What do you find in your story? They say never look back but I beg to differ. How would I know how far I’ve come if I never looked back. I have been through what I consider some tough shit that I wouldn’t care to repeat. I’ve been lost, heartbroken, broke, empty many times. I have no regrets. Not one.
I’m trying to remember that these days. The reminder that I have made it through what have felt like rock bottoms. I don’t look back on anything with regret. Maybe remorse, maybe embarrassment but no regrets.
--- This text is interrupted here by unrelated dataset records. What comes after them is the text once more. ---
PR #744, opened 2019-08-27
Remove unnecessary modulo operations from index_to_linear of cluster_mesh

Wentzell:
* Explicitly check is_within_boundary for index_to_linear and index_to_point in Debug mode
* Print stack_trace in contract macros EXPECTS, ENSURES, ASSERT and disable without debugging
* Minor formatting corrections

### DIFF
--- a/test/triqs/gfs/gf_empty.cpp
+++ b/test/triqs/gfs/gf_empty.cpp
@@ -9,6 +9,6 @@ TEST(Gf, Exceptions) {
 
   auto g = gf<imtime, scalar_valued>{};
 
-  EXPECT_THROW(g[closest_mesh_pt(5.3)], triqs::arrays::key_error);
+  ASSERT_DEATH(g[closest_mesh_pt(5.3)], "");
 }
 MAKE_MAIN;
--- a/triqs/gfs/meshes/discrete.hpp
+++ b/triqs/gfs/meshes/discrete.hpp
@@ -51,9 +51,19 @@ namespace triqs {
       ///
       utility::mini_vector<size_t, 1> size_of_components() const { return {size()}; }
 
+      /// Is the point in the mesh ?
+      bool is_within_boundary(all_t) const { return true; }
+      bool is_within_boundary(index_t idx) const { return ((idx >= 0) && (idx < size())); }
+
       /// Conversions point <-> index <-> discrete_index
-      long index_to_point(index_t ind) const { return ind; }
-      long index_to_linear(index_t ind) const { return ind; }
+      long index_to_point(index_t idx) const {
+        EXPECTS(is_within_boundary(idx));
+        return idx;
+      }
+      long index_to_linear(index_t idx) const {
+        EXPECTS(is_within_boundary(idx));
+        return idx;
+      }
 
       // -------------------- mesh_point -------------------
 
@@ -70,12 +80,9 @@ namespace triqs {
 
       // -------------- Evaluation of a function on the grid --------------------------
 
-      /// Is the point in the mesh ?
-      bool is_within_boundary(index_t const &p) const { return ((p >= 0) && (p < size())); }
-      //bool is_within_boundary(index_t const &p) const { return ((p >= first_index_window()) && (p <= last_index_window())); }
-
       long get_interpolation_data(long n) const { return n; }
       template <typename F> auto evaluate(F const &f, long n) const { return f[n]; }
+
       // -------------------- MPI -------------------
 
       // -------------------- HDF5 -------------------
--- a/triqs/gfs/meshes/discrete.hpp
+++ b/triqs/gfs/meshes/discrete.hpp
@@ -52,7 +52,7 @@ namespace triqs {
       utility::mini_vector<size_t, 1> size_of_components() const { return {size()}; }
 
       /// Is the point in the mesh ?
-      bool is_within_boundary(all_t) const { return true; }
+      static constexpr bool is_within_boundary(all_t) { return true; }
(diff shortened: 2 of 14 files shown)


test/triqs/gfs/gf_empty.cpp
```diff
@@ -9,6 +9,6 @@ TEST(Gf, Exceptions) {
 
   auto g = gf<imtime, scalar_valued>{};
 
-  EXPECT_THROW(g[closest_mesh_pt(5.3)], triqs::arrays::key_error);
+  ASSERT_DEATH(g[closest_mesh_pt(5.3)], "");
```
parcollet, line 12: why this change ?

triqs/gfs/meshes/discrete.hpp
```diff
@@ -51,9 +51,19 @@ namespace triqs {
       ///
       utility::mini_vector<size_t, 1> size_of_components() const { return {size()}; }
 
+      /// Is the point in the mesh ?
+      bool is_within_boundary(all_t) const { return true; }
```
parcollet: by definition all_t is within mesh !
We should not have to implement this in **each** mesh, it should be intercepted
at the caller

triqs/gfs/meshes/imfreq.hpp
```diff
@@ -134,14 +134,26 @@ namespace triqs::gfs {
     ///
     utility::mini_vector<size_t, 1> size_of_components() const { return {size_t(size())}; }
 
+    /// Is the point in mesh ?
+    bool is_within_boundary(all_t) const { return true; }
```
parcollet: same

triqs/gfs/meshes/imtime.hpp
```diff
@@ -55,7 +55,9 @@ namespace triqs {
       gf_mesh(double beta, statistic_enum S, long n_time_slices) : gf_mesh({beta, S}, n_time_slices) {}
 
       /// For imtime the point is always in the mesh, since we use anti-periodicity or periodicity. Needed for cartesian product.
-      bool is_within_boundary(double x) const { return true; }
+      static constexpr bool is_within_boundary(all_t) { return true; }
```
parcollet: Really ? I thought we had removed the periodicity in evaluation ??
To be discussed.

triqs/gfs/meshes/linear.hpp
```diff
@@ -55,22 +66,22 @@ namespace triqs {
 
       utility::mini_vector<size_t, 1> size_of_components() const { return {size_t(size())}; }
 
+      /// Is the point in mesh ?
+      bool is_within_boundary(all_t) const { return true; }
```
parcollet: same

triqs/lattice/cluster_mesh.hpp
```diff
@@ -118,17 +118,21 @@ namespace triqs {
       using index_t        = utility::mini_vector<long, 3>;
       using linear_index_t = long;
 
+      /// Reduce index modulo to the lattice.
```
parcollet, line 121: What about the 
modulo_reduce
at the end of the file and used in the mesh_point ?

parcollet (approved):
two main points to discuss : 
- g(tau) periodicity
- modulo_reduce

test/triqs/gfs/gf_empty.cpp
Wentzell: This change is necessary because `g[closest_mesh_pt(5.3)]` will now immediately violate the precondition `EXPECTS(_mesh.is_within_boundary(arg));`. I.e. the test can no longer check for an exception but has to assert that the program terminates.

triqs/gfs/meshes/discrete.hpp
Wentzell: As agreed we delay this interception until after the 2.2 release.

triqs/lattice/cluster_mesh.hpp
Wentzell: I have removed the `modulo_reduce` as it achieves the same goal as `index_modulo`

triqs/gfs/meshes/imtime.hpp
Wentzell: This is in fact a bug! I have pushed a fix. We are now falling back to the `is_within_boundary` implementations of the `linear_mesh`

triqs/lattice/cluster_mesh.hpp
```diff
@@ -257,21 +254,17 @@ namespace triqs {
...
       double operator[](int d) const { return operator()(d); }
       friend std::ostream &operator<<(std::ostream &out, mesh_point const &x) { return out << (lattice_point)x; }
-      mesh_point operator-() const { return mesh_point{*m, m->modulo_reduce({-index()[0], -index()[1], -index()[2]})}; }
+      mesh_point operator-() const { return mesh_point{*m, m->index_modulo({-index()[0], -index()[1], -index()[2]})}; }
       mesh_t const &mesh() const { return *m; }
     };
 
     // --- impl
-    inline mesh_point<cluster_mesh> cluster_mesh::operator[](index_t i) const { return mesh_point<cluster_mesh>{*this, this->modulo_reduce(i)}; }
+    inline mesh_point<cluster_mesh> cluster_mesh::operator[](index_t i) const { return mesh_point<cluster_mesh>{*this, this->index_modulo(i)}; }
```
parcollet: why do we keep the modulo here ??

Wentzell: That is a good question. I just did the renaming in the file.
We should just use `i` here protect it with `EXPECTS(is_within_boundary(i))`. Do you agree?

The difference today is that I am feeling things for exactly what they are. Raw, tasteful, sexy, invasive, overwhelming, frightening, and most of all completely real. I can tell you this, life seems to get only more colorful. What I mean by that is I can feel things more and more. It used to feel like when something happened and I didn’t like it I would find a way to mute it. Turn the volume down. Blur my vision. What happens when I do that is I create an illusionary experience. Almost a hallucination.
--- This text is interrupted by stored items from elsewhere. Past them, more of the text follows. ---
PR #753, opened 2019-11-09
Fix bug in lattice tools dos for multi-orbital models

mzingl:
Dear all,
this pull request fixes a wrong orbital index in the calculation of the dos for multi-orbital tight-binding models. The total density of states was ok, however the orbital resolved one was wrong.

This is a tiny 1-line bugfix, thus should be directly merge-able.
Please also consider backporting it to 2.2.x. and 2.1.x.

Thanks, Manuel


Wentzell:
Dear @mzingl,

Thank you for spotting this!

PR #771, opened 2020-04-27
Serialize atomdiag to be able to bcast atomdiag containers

the-hampel:
- brought back h5 serialization option
- make AtomDiag python object serializable via h5
- added tests for mpi bcast functionalities of AtomDiag object

### DIFF
--- a/test/pytriqs/atom_diag/atom_diag_bcast.py
+++ b/test/pytriqs/atom_diag/atom_diag_bcast.py
@@ -1,6 +1,5 @@
 from pytriqs.operators import *
 from pytriqs.gf import *
-from pytriqs.archive import *
 from pytriqs.atom_diag import *
 from pytriqs.utility.comparison_tests import *
 import numpy as np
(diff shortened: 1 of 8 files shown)


test/pytriqs/atom_diag/atom_diag_bcast.py
```diff
@@ -0,0 +1,75 @@
...
+# HDF5
+if mpi.is_master_node():
+    with HDFArchive('atom_diag_bcast.h5', 'w') as ar:
+        ar['ad'] = ad
+
+
+ad_bcast = None
+if mpi.is_master_node():
+    with HDFArchive('atom_diag_bcast.h5', 'r') as ar:
+        ad_bcast = ar['ad']
```
Wentzell: @the-hampel Why do you use hdf5 here? Maybe you could just do

```python
if not mpi.is_master_node():
    ad = None
ad_bcast = mpi.bcast(ad)
```

instead?

the-hampel: Yes, sounds good. I fxed that in the new commit.

PR #781, opened 2020-08-05
[mc_generic] Properly catch exception and stop

parcollet:
- When an exception occurs on a node, properly stop all nodes
  at the end of the MC sweep, by reporting and throwing an exception on
  each node in C++.
- Update test to actually test in mpi mode, as Google Test.

### DIFF
--- a/c++/triqs/mc_tools/mc_generic.hpp
+++ b/c++/triqs/mc_tools/mc_generic.hpp
@@ -287,8 +287,8 @@ namespace triqs::mc_tools {
       }
 
       // final reporting
-      if (status == 1) std::cerr << "rank " << c.rank() << ": mc_generic stops because of stop_callback" << std::endl;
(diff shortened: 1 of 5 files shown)


c++/triqs/mc_tools/mc_generic.hpp
```diff
@@ -247,10 +278,19 @@ namespace triqs::mc_tools {
...
+      if (node_monitor) {
+        node_monitor->finalize_communications();
+        if (node_monitor->emergency_occured()) TRIQS_RUNTIME_ERROR << "mc_generic stops because the calculation raised an exception on one node";
+      }
+
       // final reporting
-      if (status == 1) report << "mc_generic stops because of stop_callback";
-      if (status == 2) report << "mc_generic stops because of a signal";
-      report << "\n" << std::endl;
+      if (status == 1) std::cerr << "rank " << c.rank() << ": mc_generic stops because of stop_callback" << std::endl;
```
parcollet: why cerr ? in case of call back (clock), it will report on ALL nodes !?

PR #1016, opened 2026-06-10
Add triqs.utility.utilities python module for C++ code in triqs/utility

Thoemi09:
- porting cthyb to clair + c2py requires `time_pt` to be wrapped


Wentzell (approved):
Looks good, thank you @Thoemi09

PR #1020, opened 2026-06-26
[jenkins] make docker builds more efficient by avoiding extra checkouts

dylex:
This is just an optimization, but probably saves a couple minutes. I can make the same change on app4triqs.


Wentzell (approved):
Thank you @dylex for this improvement.

PR #1023, opened 2026-07-30
Bugfix for bz_integration for edge case where mu and H(kx,ky,kz = 0) 

jcoulter12:
In an edge case where both mu and H(k) at specifically the kx,ky,kz = 0 point, gloc or find_chemical_potential fail as  nda::linalg::inv_in_place error. This originated from the deduce_dim_from_expression function, which was filling in placeholders with kx,ky,kz = 0, w=0 to evaluate the lazy expression to be integrated and find it's dimension. 
This has been fixed by using the first mesh point on which a function will be evaluated instead of w=0.

Additional minor changes: 
-- An unused integrate_ptr function was removed. It was never instantiated and had implementation issues anyway -- it was designed it seems, to output integrated k quantities to a gf container. We can add this later if it seems it's needed. 
-- There was a problem in verbose mode with printing the remaining number of unconverged frequency points. 
-- Upon suggestion from @dabramovitch, we changed the meaning of k_grid_max. Previously, we ran *up to* but not including the max grid. This would change the behavior to be more intuitive, running also the maximum specified grid density. As in, if k_grid_max = [10,10,10], and k_grid incremented in units of 1, before the last k_grid run would be 9,9,9. Now it will also run the 10,10,10 one before stopping. 

Thanks to @dabramovitch for reporting and helping to locate this issue.

### DIFF
--- a/c++/triqs/experimental/lattice/bz_integrators.hpp
+++ b/c++/triqs/experimental/lattice/bz_integrators.hpp
@@ -79,10 +79,21 @@ namespace triqs::experimental::lattice {
     // helper to determine the return container dimension
     template <typename T>
     int deduce_dim_from_expression(auto const &f_kw, T const &w) {
+
       namespace ph  = placeholders;
-      // need to use w here and not 0, as this can result in the expression becoming 1/0
-      auto f_w_temp = eval(f_kw, ph::kx = 0., ph::ky = 0., ph::kz = 0., ph::w = w);
+
+      // check that there will not be an nda::linalg::inv error due to a div by zero at this k, w
+      auto f_w_temp = [&](){
+        try {
+            // need to use w here and not 0, as this can result in the expression becoming 1/0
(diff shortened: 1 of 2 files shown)


jcoulter12:
I realized there may be one more even narrower edge case to handle, maybe delay review until I've looked at it.

jcoulter12:
This should be finished and could be merged -- I have added an additional check in this deduce_dim function to throw a more helpful error in case someone makes a real frequency mesh GF which includes a 1/0. 

However, this case (real frequency mesh including w=0, mu=0, Ek=0, sigma=0) will still cause issues in other parts of these functions if someone does this. We can't add these try catch blocks with a more helpful error message everywhere without compromising on performance (the deduce_dim function is called only once per integration, so not an issue there). Because this is a very specific and unphysical case, I'm currently advocating to just allow nda::linalg::inv_in_place to throw a runtime error. A slightly educated user should be able to figure this out. 

Thanks for the patience on this.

I ran away from situations many times. I did things on my time when I wanted to. I left people hanging and let me tell you my experience with that…. Sometimes when you leave people hanging long enough there’s no coming back from that. I have lost friends and parts of my father too. I haven’t shown up for my sisters either but luckily I get one re-do on that one because they were too young to remember my absence. In order to not feel regret you know what I do? I try harder and I face my fuck ups. They aren’t mistakes or wasted time, they are fuck-ups and we all fuck the FUCK up okay?
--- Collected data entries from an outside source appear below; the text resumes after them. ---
PR #777, opened 2022-06-19
Fix positional inference

pokey:
Separates inference so that we handle positional modifiers and non-positional modifiers separately, the way we did before #672.  This way with the command `"bring air after line bat and block cap"`, we infer `"bring air after line bat and *after* block cap"`, as desired, just as we used to do before #672

## Checklist

### DIFF
--- a/src/test/suite/fixtures/recorded/hatTokenMap/bringPointAndHarpToEndOfSecondCarWhaleAndEndOfJustWhaleTakeWhale.yml
+++ b/src/test/suite/fixtures/recorded/hatTokenMap/bringPointAndHarpToEndOfSecondCarWhaleAndEndOfJustWhaleTakeWhale.yml
@@ -1,6 +1,6 @@
 languageId: plaintext
 command:
-  spokenForm: bring point and point to end of second car whale and end of whale take whale
+  spokenForm: bring point and harp to end of second car whale and end of just whale take whale
   version: 2
   targets:
     - type: list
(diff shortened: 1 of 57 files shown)


src/test/suite/fixtures/recorded/hatTokenMap/bringPointAndHarpToEndOfSecondCarWhaleAndEndOfJustWhaleTakeWhale.yml
```diff
@@ -13,15 +12,22 @@ command:
...
+              active: 1
+              excludeAnchor: false
+              excludeActive: false
         - type: primitive
-          position: after
-          insideOutsideType: inside
           mark: {type: decoratedSymbol, symbolColor: default, character: w}
+          modifiers:
+            - {type: position, position: end}
+            - {type: toRawSelection}
```
pokey, line 28: Note that we add "just" here to break inference chain, because we actually had a bug where we weren't doing inference for subtoken modifiers that had a position, even though we should have been

src/test/suite/fixtures/recorded/inference/bringHarpAfterLineTrapAndBlockSpun.yml
```diff
@@ -0,0 +1,62 @@
+languageId: plaintext
```
pokey, line 1: This test is the punchline: having "block" as a modifier on the second destination target still allows it to infer "after" from the first destination target

AndreasArvidsson (approved):

PR #782, opened 2022-06-23
Fix `funk` and `funk name` scope for Ruby Class methods

### LINKED ISSUE #760: Scope `funk` doesn't match on Class methods - ruby
I was hoping to try and fix this myself as a way to get familiar with how cursorless + tree sitter works but it might take me a bit to get up to speed. Here is the issue:

Given this code:

```ruby
class Test
  class << self
    # `take funk` doesn't work
    def baz
    end
  end

  # `take funk` doesn't work
  def self.foo
    new.process
  end

  # `take funk` doesn't work
  def Test.bar
    new.process
  end

  # `take funk` works :D
  def process
    puts "process"
  end
end
```

Current use cases/scopes not covered:
- [x] `"change funk"` on a function defined `self.`
- [x] `"change funk"` on a function defined `ClassName.`
- [x] `"change funk"` on a function defined within `class << self .... end` block

richardmcmillen:
Tree sitter sees these as `singleton_methods` and this was missing from
the `namedFunction` and `functionName` definitions.

## Checklist

---

Fixes #760


src/languages/ruby.ts
```diff
@@ -167,8 +167,8 @@ const nodeMatchers: Partial<
   ifStatement: "if",
   functionCall: "call",
   comment: "comment",
-  namedFunction: "method",
-  functionName: "method[name]",
+  namedFunction: ["method", "singleton_method"],
+  functionName: ["method[name]", "singleton_method[name]"],
```
pokey, line 171: Please also add to `name` (line 187 below), and add a test for that. Just one test for that one is fine

pokey (commented):
Looks good! See inline comment, and also

- [ ] Worth adding a test for "arg" within an arg list for one of these functions

I'll also give @Will-Sommers a chance to have a look

richardmcmillen:
>Worth adding a test for "arg" within an arg list for one of these functions

I added a new test case which I think covers this if I understand correctly, and make the other change as well.

src/languages/ruby.ts
Will-Sommers: Sorry I missed this suggestion in the issue @richardmcmillen!

Will-Sommers (approved):
lgtm, thank you!

pokey (approved):
Yep looks good to me too thanks!

PR #786, opened 2022-06-26
Remove unsupported command from documentation.

wolfmanstout:
This tripped me up when I was first getting started, and is apparently still in the documentation and unsupported.

## Checklist

### DIFF
--- a/docs/user/README.md
+++ b/docs/user/README.md
@@ -104,10 +104,9 @@ minimize syllables.
 
 ##### `"this"`
 
-The word `"this"` can be used as a mark to refer to the current cursor(s) or selection(s) as a target. Note that when combined with a modifier, the `"this"` mark can be omitted, and it will be implied.
+The word `"this"` can be used as a mark to refer to the current cursor(s) or selection(s) as a target. Note that when combined with a modifier, the `"this"` mark must be omitted, and it will be implied.
 
 - `chuck this`
-- `take this funk`
 - `pre funk`
 - `chuck line`
 


docs/user/README.md
```diff
@@ -104,10 +104,9 @@ minimize syllables.
 
 ##### `"this"`
 
-The word `"this"` can be used as a mark to refer to the current cursor(s) or selection(s) as a target. Note that when combined with a modifier, the `"this"` mark can be omitted, and it will be implied.
+The word `"this"` can be used as a mark to refer to the current cursor(s) or selection(s) as a target. Note that when combined with a modifier, the `"this"` mark must be omitted, and it will be implied.
```
pokey, line 107:
```suggestion
The word `"this"` can be used as a mark to refer to the current cursor(s) or selection(s) as a target. Note that when combined with a modifier, the `"this"` mark can be omitted, and it will be implied.
```

docs/user/README.md
```diff
@@ -104,10 +104,9 @@ minimize syllables.
...
 
 - `chuck this`
-- `take this funk`
```
pokey, line 110: This should actually be:

- `take funk this`

pokey (changes requested):
ooh ha nice catch.  Not quite right, though.  You can in fact omit the mark, and it will be `this`, it's just that the mark appears after all modifiers.  The problem was the word order in that command

docs/user/README.md
wolfmanstout: Ahhhh!! Cool.

wolfmanstout:
Okay fixed up. Mental model also fixed :-)

pokey (approved):
Looks good thanks!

Today I show up. If I’m not going to show up I let you know ahead of time and I have a damn good reason for it. I show up on time, hell sometimes I show up early. If I’m not I work diligently to show up early the next time. The biggest thing is show the fuck up. Even if I don’t finish my homework I show up. Even if I am ill prepared I SHOW UP. That is the most important thing. To me, if you don’t show up you didn’t even try and you might as well discount everything else. I could work on my tolerance for others, as it’s very low for those who don’t show up.
I try to remember what I used to be like. Afraid. Afraid of conflict, afraid of being wrong, afraid of being yelled at. I also was a flake and a liar. Here’s the thing. Whether people don’t show up or do a lot of times it gives you this perspective of their commitment to themselves and their own life.
Updates about the meds: It’s day 3 and I’m still not feeling anything which is expected. I wish they would hurry up and even things out soon but it probably won’t be until late March until I feel a thing. Could be even longer. Let’s just hope they work. Fingers crossed.